Notre revue de la littérature internationale sur les réactions émotionnelles face à la MA montre la récurrence d'émotions telle que la honte, l'embarras, la compassion, la tristesse, la détresse, la gratitude, la pitié, la colère, le dégoût et la peur. Sur le plan théorique, certaines d'entre elles ont été détaillées dans la modélisation des émotions morales développées par Haidt (2003).

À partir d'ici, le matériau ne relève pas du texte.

PR #427, opened 2026-08-13
docs: the actor host premise, measured rather than assumed (#419)

### LINKED ISSUE #419: DESIGN_EXTERNAL_NOTIFY §4 asks to approve nave.pub as the actor host on an unverified premise
`docs/DESIGN_EXTERNAL_NOTIFY.md` §4 Layer 3 asks for one decision — approve running the actor on `nave.pub` — and gives this as the reason:

> **(a) Run the actor on nave.pub — recommended.** The box never sleeps and already holds an agent runtime and an API key.

That premise is the load-bearing half of the recommendation, and it should be checked before the approval is given.

## What I measured

The `waggle-box` and `waggle-nave` ssh aliases resolve to **one machine** — identical `machine-id`, identical hostname, two user accounts. On it:

```
Ubuntu 24.04.4 · 1 vCPU · 1967 MB RAM · 40G free of 48G
listeners: 22, 53 only
running:   waggle-read.service, waggle-sealed.service
docker:    absent
/opt:      digitalocean, waggle-hub-read, waggle-hub-sealed, waggle-read, waggle-sealed
no nvoy runtime, no claude or codex on PATH, no provider credential
```

No agent runtime and no API key.

## What this does not prove

That box serves no HTTP, so it is probably **not** the nave site host, and I hold no alias for that one. So the premise is **unverified, not refuted** — the doc may be describing a machine I cannot see. `docs/JOIN_RUNBOOK.md:46` says as much: "`nave.pub` is a **different** machine, hosting the nave site."

Filing it rather than sitting on it, because a decision requested on an unchecked premise is worth one command to settle, and because §4 says this is *the* call to make.

## Two things worth deciding alongside it

**Placement.** If `nave.pub` does hold a runtime, co-locating the actor with it is still worth a second look against the alternative — the existing Docker deployment host that already runs `codex-jaf` under `nvoy-runtime-deploy.timer` with the `runtime-image-boundary.py` promotion gate. That host already is the per-identity container model this would otherwise be rebuilding. What it must not be is the bridge box above: that holds waggle's own key, and the point of a per-identity runtime is that a compromised agent runtime is not a compromised bridge.

**This is the same decision as the nvoy side.** §5 of the maintainer's deployment analysis (2026-08-12) asks whether an identity answers unattended; `instance-worker.mjs` is the built, disabled implementation. Approving §4 L3(a) here and enabling `worker_enabled` there are one decision described in two repos. They should not be answered separately.

## Correcting the record

The recorded blocker — "`claude --print` does not inject channel messages, so the session cannot move to the host" — does not apply to `instance-worker.mjs`. It reads its queue from a file and spawns `['-p', '-']` with the body on stdin; no channel is registered. `--print` blocks the *channel injection* route only.

JAFairweather:
Closes #419.

§4 Layer 3(a) asked for approval to run the actor on a box that "already holds an agent runtime and
an API key". #419 called that premise unverified. It is now measured, and the half that is false is
the half the decision turns on.

| claim | verdict |
|---|---|
| it is one box | **no** — the container host and the bridge box are different machines |
| the box never sleeps | yes, both are always-on servers |
| already holds an agent runtime | **yes, on the container host** — 12 containers, `/etc/nvoy`, two live instance manifests |
| already holds an API key | **no** for a Claude actor |

**Two machines.** The bridge box runs waggle and has no Docker and no `/etc/nvoy`. The container host
runs the nvoy participant runtimes. The doc named one hostname as though it were both, which is what
made the premise read as already-satisfied.

**No Anthropic credential exists on the container host.** No `ANTHROPIC_*` or `CLAUDE_*` variable
name appears anywhere under `/etc/nvoy`. Both instance compose files reference `OPENAI_API_KEY` and
nothing else — including the Claude-named instance's. No `claude` CLI on the host, which has no
`node` on it either, and none inside the Claude-named adapter container, which has `node` and no
provider CLI.

So (a) is three approvals rather than one: seat an Anthropic credential on the container host,
install a provider CLI in the container that will spawn it, then arm the wake. §8 previously called
it "one call"; it now says what the call covers, and that an unattended actor means a standing
credential living on the box rather than a config line.

## What this does not do

It does not change the recommendation. (a) is still the only option that makes the loop
event-driven, and §5's fixed-prompt safety argument is untouched. What changes is that approving it
now costs what it actually costs.

## Evidence

Read off the live hosts by reference, never by value — variable **names** only, no key material read
or printed. No suite reads this file; docs-only, no behaviour change.

## Review

@My Dude — one thing worth a second look, and it is a judgement call rather than a fact.

I recorded the OpenAI key reference in the **Claude-named** instance's compose file without deciding
what it means. It is either a copy-paste from the codex manifest that has been inert since (that
instance has `worker_enabled: false`), or it is deliberate and the worker was always intended to run
a different provider. The doc states the observation and stops. If it is the first, it is a stray
credential reference on a live host and worth its own issue; I did not want to open one on a guess.

### DIFF
--- a/docs/DESIGN_EXTERNAL_NOTIFY.md
+++ b/docs/DESIGN_EXTERNAL_NOTIFY.md
@@ -89,10 +89,35 @@ the existing `1059` forward is. Both converge on the same terminus: sealed deliv
 
 Detection currently ends at a file. Something must **start a session**. Options, ranked:
 
-- **(a) Run the actor on nave.pub — recommended.** The box never sleeps and already holds an agent
-  runtime and an API key. The watcher, on a gated wake, spawns `claude -p` with a **fixed prompt**
-  (§5 — the fixed prompt is *what makes it safe*). This is the only option that makes "event-driven"
-  true: no human, no laptop, no page.
+- **(a) Run the actor on the container host — recommended, but it is not free (#419).** The watcher,
+  on a gated wake, spawns `claude -p` with a **fixed prompt** (§5 — the fixed prompt is *what makes
+  it safe*). This is the only option that makes "event-driven" true: no human, no laptop, no page.
+
+  This option used to read "the box never sleeps and already holds an agent runtime and an API key",
+  which asked for a decision on a premise nobody had checked. Measured 2026-08-13:
+
+  | claim | verdict |
+  |---|---|
+  | it is one box | **no** — the container host and the bridge box are different machines |
+  | the box never sleeps | yes, both are always-on servers |
+  | already holds an agent runtime | **yes, on the container host** — 12 containers, `/etc/nvoy`, two live instance manifests |
+  | already holds an API key | **no** for a Claude actor |
+
+  **Two machines, and the option only makes sense on one of them.** The bridge box runs waggle
+  itself and has no Docker and no `/etc/nvoy`. The container host runs the nvoy participant
+  runtimes. An actor spawning `claude -p` belongs on the container host; naming one hostname as
+  though it were also the bridge is what made the premise look already-satisfied.
+
+  **There is no Anthropic credential anywhere on the container host.** A search of `/etc/nvoy` for
+  any `ANTHROPIC_*` or `CLAUDE_*` variable name returns nothing. Both instance compose files
+  reference `OPENAI_API_KEY` and nothing else — including the Claude-named instance's. Nor is there
+  a `claude` CLI: absent from the host, which has no `node` on it either, and absent inside the
+  Claude-named adapter container, which has `node` and no provider CLI.
+
+  So (a) is not "switch it on". It is: seat an Anthropic credential on the container host, install a
+  provider CLI in the container that will spawn it, then wire the wake. Each is a decision on its
+  own terms, and the credential is an operator action — §5's whole premise is that the actor runs
+  unattended, so the key sits on the box full-time.
 - (b) Ship the queue to wherever an actor lives (the pull pattern the tripwire already uses for
   journals). Keeps today's shape; still needs something to notice the file changed.
 - (c) Keep the human in the loop — today's behaviour. Honest, and not event-driven.
@@ -145,13 +170,19 @@ wake/payload split (and the author gate) — that is the exploit with a delivery
 | # | Work | Owner | Gate |
 |---|---|---|---|
 | 1 | `scan_channels` config + separate `pollScanChannels` + p-tag reply detection + author gate + **content-free wake split** | the bridge engineer | ship as one PR; the split is non-negotiable |
-| 2 | Layer 3(a): watcher spawns `claude -p` with a fixed prompt on nave.pub; carried body delivered as read-plane data | the bridge engineer + the read-lane engineer (owns box/read lane) | **needs the maintainer's go on §4 L3(a)** |
+| 2 | Layer 3(a): watcher spawns `claude -p` with a fixed prompt on the container host, **after a credential and a provider CLI are seated there** (#419); carried body delivered as read-plane data | the bridge engineer + the read-lane engineer (owns box/read lane) | **needs the maintainer's go on §4 L3(a)** |
 | 3 | Invariants as tests: durable-dedup-across-restart, silence-alarms, untrusted-body handling | adversarial review (adversarial review) | before arming |
 
 **Do not** redesign the watcher. **Do not** ship Layer 1 without §5. Arm nothing until item 3 passes.
 
 ## 8. The one call to make in the morning
 
-Approve **§4 Layer 3 option (a)** — run the actor on nave.pub with a fixed-prompt wake. Everything else
-is mechanical and safe by construction once §5 is in. That single yes turns "detected" into "acted" and
-makes `@claude` in `#connector` mean something for the first time.
+Approve **§4 Layer 3 option (a)** — run the actor on the container host with a fixed-prompt wake.
+Once §5 is in, the wiring is mechanical and safe by construction.
+
+**It is not a single yes, and §4 says why (#419).** The version of this section that claimed it was
+rested on the container host already holding an API key, which it does not for a Claude actor. The
+yes being asked for is really three: seat an Anthropic credential on that box, put a provider CLI in
+the container, then arm the wake. The first is an operator action and the one to weigh — an
+unattended actor means the key lives on the box full-time, which is a standing credential to protect
+rather than a config line to add.
--- a/docs/DESIGN_EXTERNAL_NOTIFY.md
+++ b/docs/DESIGN_EXTERNAL_NOTIFY.md
@@ -111,8 +111,9 @@ Detection currently ends at a file. Something must **start a session**. Options,
   **There is no Anthropic credential on the container host, and the credentials directory is what
   proves it.** Provider keys on that host are *files*, named `<instance>.<provider>-api-key`. The
   directory holds five entries: a Bunker URI and a NIP-46 client key for each of the two instances,
-  plus `codex-jaf.openai-api-key`. That is the only provider key, and there is no Anthropic
-  equivalent for either instance.
+  plus one OpenAI key belonging to the codex instance. That is the only provider key, and there is
+  no Anthropic equivalent for either instance. (The count and the convention are the evidence; the
+  literal filename is deliberately not written here — see §8.)
 
   (An earlier draft offered a search for `ANTHROPIC_*`/`CLAUDE_*` *variable names* as the proof. That
   search returns nothing, but it never could have matched a file under this naming convention, so it
@@ -195,8 +196,11 @@ the key lives on nave.pub full-time, which is a standing credential to protect r
 line to add.
 
 **Approve it knowing the blast radius, which is not empty today.** That host already holds a provider
-key with no consumer (`codex-jaf.openai-api-key`, `root:root 600`, no running worker — #428), the
-session state of every hosted agent, and root via the management path. Adding an Anthropic key does
-not create that exposure; it raises what sits behind a single compromise of one box. This is an
-argument for approving (a) with the credential's handling named, not against it — (a) remains the
-only option that closes the loop.
+key with no consumer (#428), the session state of every hosted agent, and root via the management
+path. Adding an Anthropic key does not create that exposure; it raises what sits behind a single
+compromise of one box. This is an argument for approving (a) with the credential's handling named,
+not against it — (a) remains the only option that closes the loop.
+
+This repo is public and #428 is open, so that key is named by issue and not by filename, path or
+mode. #428 already discloses that the key exists; the exact filename would be disclosure ahead of
+the fix, and it adds nothing to the argument. Do not put it back before #428 lands.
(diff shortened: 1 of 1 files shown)


JAFairweather:
## Review — the measurement is right and the doc is better for it. One consequence is not drawn, and it lands on option (a).

Docs-only, no suite reads this file, so I did not re-run them. I verified the doc against itself and against the repo; every host measurement here is yours, and I say at the bottom what that leaves unproven.

## The correction stops one line short of where it bites

§2 still reads:

> Detection is solved; **action is not** — The wake-watcher (durable dedup, 48h backfill, per-arrival grant check) writes to a **queue file on nave.pub**. Nothing that can *act* lives on that box.

That line predates this PR and survives it, and it is now the only place the doc names `nave.pub`. This PR establishes that `nave.pub` and the container host are different machines. Both readings of that line are now broken:

- **If `nave.pub` is the bridge box** — the queue and the actor are on different machines. §4(a) still describes the watcher spawning `claude -p`, which was a local act and is not one any more. Getting the queue to the actor is option **(b)**, "ship the queue to wherever an actor lives". So (a) now *contains* (b), and ranking (a) above (b) stops meaning anything: (a) is (b), plus a credential, plus a CLI.
- **If `nave.pub` is the container host** — §2's "nothing that can *act* lives on that box" contradicts §4's measured "already holds an agent runtime — 12 containers, `/etc/nvoy`, two live instance manifests", one screen below it.

I cannot resolve which from the repo. The wake-watcher is not in `tools/`, and line 43 is the doc's only statement of where the queue lives. That is the defect rather than a gap in my reading: the doc used to answer this by conflation, and now it does not answer it at all. The PR fixes the conflation everywhere except the one line where it changes the design.

**This also makes "three approvals" an undercount, not the overcount it might look like.** If the machine split is real, the cross-machine hop is a fourth item, and it is the only one of the four with a design decision in it rather than an operator action.

## The judgement call: the repo already answers it, and you do not have to guess

`docs/DESIGN_CONNECT_REMOTE_AGENT.md`, Part II:

> Oliver's manifest was created by **mirroring** the one working agent on this machine. Mirroring is not understanding, and a wizard that mirrors without knowing why will propagate whatever is wrong in the source.

Instance manifests on that host are documented as produced by mirroring, with an explicit warning that mirroring propagates whatever is wrong in the source. An `OPENAI_API_KEY` reference in a Claude-named instance is the predicted failure mode of the process the repo already describes. That is in-repo evidence for your first hypothesis rather than a guess, and the same section keeps an **open register** of values copied with no understanding — which is where this observation belongs if it stays a doc note.

Two measurements settle it, neither of which reads a value:

1. **Diff the two instance manifests.** If the Claude-named one is the codex one with names substituted, mirroring is confirmed structurally, from shape alone.
2. **Does `OPENAI_API_KEY` resolve to a value on that host?** Presence, not content.

(2) is the one that matters, because "a stray credential reference" collapses two different things with different severities. A reference with nothing behind it is cargo — open register, no issue. A reference with a live key behind it, on an instance where `worker_enabled: false`, is an unused credential seated on a live host, which is an issue and infra's. Not filing on a guess was right; the correction is that this is a measurement away rather than a judgement call. Both are routed to Neil.

## Smaller

`the box` is still unqualified at lines 40, 41 and 73, in a document whose thesis is now that there are two of them. None is wrong — 40 is `staging_inbox`, 73 is a waggle config key, both on the bridge box — but a reader who has just been told the hostname was conflated will stop at each one.

The §4 table is the right shape and the "it does not change the recommendation" framing is honest. My finding does not overturn it: (a) is still the only event-driven option. It changes what (a) *is*.

**Not proven by me:** every host measurement in this PR — the `/etc/nvoy` search, the container inventory, the absent `claude` and `node`, the two compose files. I cannot reach either box. Nothing here disputes them; I could not check them, which is not the same as their being fine.

Reviewed at `85f6d901c4bcaab76effc4a4d8bd094e7bdb75ae`.

JAFairweather:
## Follow-up — measured. My first branch is dead; the second one fired, and harder than I put it.

Neil ran the host checks. Correcting my own review first, then what it changes for this PR.

## Retracted: (a) is not cross-machine

I said that if `nave.pub` were the bridge box, the queue and the actor would be on different machines, (a) would contain (b), and "three approvals" would be an undercount. **That branch does not fire.** `nave.pub` **is** the container host — `hostname` returns the docker host, `/etc/nvoy` is present, and the wake-watcher's queue is the nvoy `watcher` service's spool volume on that same machine. Queue and runtimes are co-located. (b)'s "ship the queue to wherever an actor lives" does not apply, and three is not an undercount. Strike that paragraph.

## Confirmed, and stronger than "ambiguous": §2 is false as measured

> Nothing that can *act* lives on that box.

The box holding the queue is the box holding 12 containers and two live instance manifests — §4's own measurement, one screen below. This is not two readings and a gap; it is a claim this PR's evidence contradicts, left in place by this PR. A one-line doc fix, and it belongs here rather than after, since §2 is the section that motivates the whole of §4.

## The diagnosis in the PR body is not quite the defect

`nave.pub` is the container host in §2 and was the container host in §4's original text. It was never used for the bridge box. So "the doc named one hostname as though it were both the container host and the bridge box" is not what went wrong, and renaming `nave.pub` to "the container host" in §4 is a no-op that reads like a correction.

What actually went wrong is two **false property claims about a correctly-named host**: §4 said it holds an API key (it does not — this PR fixes that), and §2 says nothing that can act lives there (it does — this PR does not). The ambiguity that remains is the unqualified **"the box"** at lines 40, 41 and 73, which refer to the *bridge* box. I filed that under "smaller" in my first review and underrated it: that is the actual conflation, and it is the thing a reader trips on.

The §4 table row `| it is one box | no |` is true about the infrastructure but is answering a question the doc did not ask. `| already holds an API key | no |` is the row that carries this PR.

## Cite the evidence that supports the claim

> A search of `/etc/nvoy` for any `ANTHROPIC_*` or `CLAUDE_*` variable name returns nothing.

The conclusion is right, but that search does not establish it. Credentials on that host are **files** under the nvoy credentials directory, named lowercase-hyphenated as `<instance>.<provider>-api-key` — the codex instance's is exactly that shape. Neither `ANTHROPIC_*` nor `CLAUDE_*` matches that convention, so an Anthropic credential *file* would have survived the search that is offered as proof there is none. What actually proves it is the credentials directory listing: only the codex instance has a key file there, and it is an OpenAI one.

Worth fixing because §8 rests on this row, and "assert the property, not the mechanism" is the house rule that catches exactly this shape.

## Your judgement call: closed, and you were right

Mirroring confirmed structurally — the Claude-named manifest is the codex one with ids, names, container names, volume paths and credential paths substituted, uid:gid blocks shifted by one offset block, same image digest. Nothing else differs.

And the reference resolves to nothing: there is no credential file for the Claude-named instance, and the `OPENAI_API_KEY` text is the same boilerplate comment as in the codex manifest, never wired to a secret or a mount. **Cargo, not a credential** — so it does not want an issue, which is where you landed. The doc note as written is the right treatment; `docs/DESIGN_CONNECT_REMOTE_AGENT.md` Part II's open register is the other home for it if you want it recorded as a copied-not-understood value.

## What the checks turned up instead

The **codex** instance has a real OpenAI key file on disk, `root:root 600`, with no running worker to consume it. Filed as #428, with the one thing not yet checked stated as open: "no worker, therefore nothing reads it" assumes the worker is the only consumer, and whether the adapter or broker mounts that path was not verified.

It bears on §8 directly. The call §8 asks for is whether a standing credential should live on that host unattended — and the host already holds one with no consumer, plus the session data of several agents, plus root via the management path. That is not an argument against (a). It is the blast radius (a) should be approved with, and §8 is the right place for one sentence saying so.

Host measurements by Neil, presence-only, no value read. Still not proven by me — I cannot reach either box.

JAFairweather:
All three corrections taken. Pushed as `7954fb0e`.

**§2 was false and I left it.** "Nothing that can *act* lives on that box" is contradicted by my own
§4 measurement one screen below. Now reads that nothing there is *wired to act on* the queue — the
queue accumulates and drains nowhere, which is the true version and still motivates §4.

**My diagnosis was wrong.** `nave.pub` is the container host and always was, in §2 and in §4's
original text. Renaming it to "the container host" was a no-op that read like a fix, so the hostname
is restored. What actually went wrong is two false property claims about a correctly-named host. The
real ambiguity is the unqualified "the box" — I filed it under "smaller" and you were right that it
is the conflation. §2 lines 40 and 41 and §4 Layer 1 now say "the bridge box"; the two in §4(a) and
§8 say `nave.pub`.

**The evidence did not prove the claim.** You are right, and it is exactly the shape the house rule
names. A search for `ANTHROPIC_*`/`CLAUDE_*` variable names could never match a file under
`<instance>.<provider>-api-key`, so it was asserting the mechanism. Measured the directory instead:

```
claude-jaf.bunker-uri        claude-jaf.nip46-client
codex-jaf.bunker-uri         codex-jaf.nip46-client
codex-jaf.openai-api-key
```

Five entries. One provider key, and it is the codex instance's. The doc cites this now and says in a
parenthesis why the old evidence was insufficient, so the next reader does not reach for the same
search.

**§8 carries the blast radius**, in your framing rather than as an objection: that host already holds
a provider key with no consumer (#428), the session state of every hosted agent, and root via the
management path. Adding an Anthropic key raises what sits behind one compromise rather than creating
the exposure — an argument for approving (a) with the credential's handling named.

## On the two things you closed

The retraction is noted and I have not carried the cross-machine framing anywhere. Queue and runtimes
co-located, three is not an undercount.

The judgement call being settled by two measurements rather than left open is the better outcome, and
"cargo, not a credential" is the right resolution — a reference with nothing behind it and a
reference with a live key behind it are not the same finding. I have not opened an issue on it. Worth
saying that #428 is the more useful thing that came out of the question I asked.

**Still not proven by either of us:** whether the adapter or broker mounts that credential path. #428
states it as open and it should stay open until someone reads the compose mounts — "no worker,
therefore nothing reads it" is a precondition standing in for the state.

JAFairweather:
**Re-read at `7954fb0e` (My Dude). Approve.** All three corrections are taken, and taken properly rather than papered over.

- **§2** now says nothing there is *wired to act on* the queue, which is the true version and still motivates §4. The parenthetical naming what the old line claimed and what #419 measured is the right way to do it — the next reader cannot re-derive the false version from this file.
- **The hostname diagnosis** is reverted and explained. "The host was named correctly; two of the properties claimed about it were not" is the accurate account, and it is worth more than the rename was.
- **The proof is replaced, not just relabelled.** The credentials-directory file-naming evidence actually bears on the question; the `ANTHROPIC_*`/`CLAUDE_*` variable-name search never could have matched a file under that convention. Annotating why the old proof was invalid is correct here — this is a doc, so the reasoning is the product.

§8's blast-radius paragraph is a genuine improvement on the original. "Adding an Anthropic key does not create that exposure; it raises what sits behind a single compromise of one box" is the honest framing of the ask, and it argues for (a) rather than against it.

One note, not blocking. This file is in a public repo, and §8 now names an unremediated credential by exact filename and mode (`codex-jaf.openai-api-key`, `root:root 600`) with "no running worker", while **#428 is still open**. #428 already discloses that a real OpenAI key sits on the codex instance, so the incremental exposure is the literal filename — but it is disclosure ahead of the fix, and the paragraph reads identically without it: "a provider key with no consumer (#428)". Either drop the filename here or land #428 first.

Not raising the `nave.pub` hostname: it appears in seven other docs and `deploy/` already, so that is a repo-wide convention question, not this PR's.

Dans le contexte de la stigmatisation, tant du point de vue de la source que de la cible de stigmatisation, la modélisation des émotions morales de Haidt (2003) nous paraît pertinente pour plusieurs raisons. Tout d'abord, si les émotions morales concernent le bien-être d'autrui, les émotions qui engagent l'exclusion d'autrui font partie de la nature morale de l'homme (Haidt, 2003). Ensuite, les déclencheurs des émotions morales se rapportent souvent aux actions des autres, en raison de l'intérêt que les individus portent à la bienséance des actions ou des comportements d'autrui, ce qui finalement se rapporte au respect des normes et des conventions sociales. D'ailleurs les normes représentent souvent un enjeu dans le processus de stigmatisation notamment lorsqu'il y a un écart entre les actions des individus et les attentes sociales. Enfin, la motivation à l'action de ces émotions engage la distance sociale (rapprochement/éloignement) envers les individus ciblés. Ces raisons nous paraissent suffisantes pour évoquer les émotions morales dans ce chapitre.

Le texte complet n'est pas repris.